WHAT TO PRODUCE → Please retype the material beneath this task exactly, starting with its first line and finishing with the line containing "public void bridgeStatusChanged(ThingStatusInfo".

Segment Open

PR #12790, opened 2022-05-23
[insteon] set device to offline if network is not online after initialization

robnielsen:
This solves an issue I noticed in my log file there were instances where devices would go back online when the network was offline. This solves that issue.

### DIFF
--- a/bundles/org.openhab.binding.insteon/src/main/java/org/openhab/binding/insteon/internal/handler/InsteonDeviceHandler.java
+++ b/bundles/org.openhab.binding.insteon/src/main/java/org/openhab/binding/insteon/internal/handler/InsteonDeviceHandler.java
@@ -41,6 +41,7 @@ import org.openhab.core.thing.ChannelUID;
 import org.openhab.core.thing.Thing;
 import org.openhab.core.thing.ThingStatus;
 import org.openhab.core.thing.ThingStatusDetail;
+import org.openhab.core.thing.ThingStatusInfo;
 import org.openhab.core.thing.binding.BaseThingHandler;
 import org.openhab.core.thing.binding.ThingHandlerCallback;
 import org.openhab.core.thing.type.ChannelTypeUID;
@@ -413,6 +414,16 @@ public class InsteonDeviceHandler extends BaseThingHandler {
         }
 
         super.dispose();
+    }
+
+    @Override
+    public void bridgeStatusChanged(ThingStatusInfo bridgeStatusInfo) {
+        if (bridgeStatusInfo.getStatus() == ThingStatus.ONLINE
+                && getThing().getStatusInfo().getStatusDetail() == ThingStatusDetail.BRIDGE_OFFLINE) {
+            updateStatus(ThingStatus.ONLINE, ThingStatusDetail.NONE);
+        } else if (bridgeStatusInfo.getStatus() == ThingStatus.OFFLINE) {
+            updateStatus(ThingStatus.OFFLINE, ThingStatusDetail.BRIDGE_OFFLINE);
+        }
     }
 
     @Override
--- a/bundles/org.openhab.binding.insteon/src/main/java/org/openhab/binding/insteon/internal/handler/InsteonDeviceHandler.java
+++ b/bundles/org.openhab.binding.insteon/src/main/java/org/openhab/binding/insteon/internal/handler/InsteonDeviceHandler.java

Segment Closed

EXERCISE RESULT →
PR #12790, opened 2022-05-23
[insteon] set device to offline if network is not online after initialization

robnielsen:
This solves an issue I noticed in my log file there were instances where devices would go back online when the network was offline. This solves that issue.

### DIFF
--- a/bundles/org.openhab.binding.insteon/src/main/java/org/openhab/binding/insteon/internal/handler/InsteonDeviceHandler.java
+++ b/bundles/org.openhab.binding.insteon/src/main/java/org/openhab/binding/insteon/internal/handler/InsteonDeviceHandler.java
@@ -41,6 +41,7 @@ import org.openhab.core.thing.ChannelUID;
 import org.openhab.core.thing.Thing;
 import org.openhab.core.thing.ThingStatus;
 import org.openhab.core.thing.ThingStatusDetail;
+import org.openhab.core.thing.ThingStatusInfo;
 import org.openhab.core.thing.binding.BaseThingHandler;
 import org.openhab.core.thing.binding.ThingHandlerCallback;
 import org.openhab.core.thing.type.ChannelTypeUID;
@@ -413,6 +414,16 @@ public class InsteonDeviceHandler extends BaseThingHandler {
         }
 
         super.dispose();
+    }
+
+    @Override
+    public void bridgeStatusChanged(ThingStatusInfo bridgeStatusInfo) {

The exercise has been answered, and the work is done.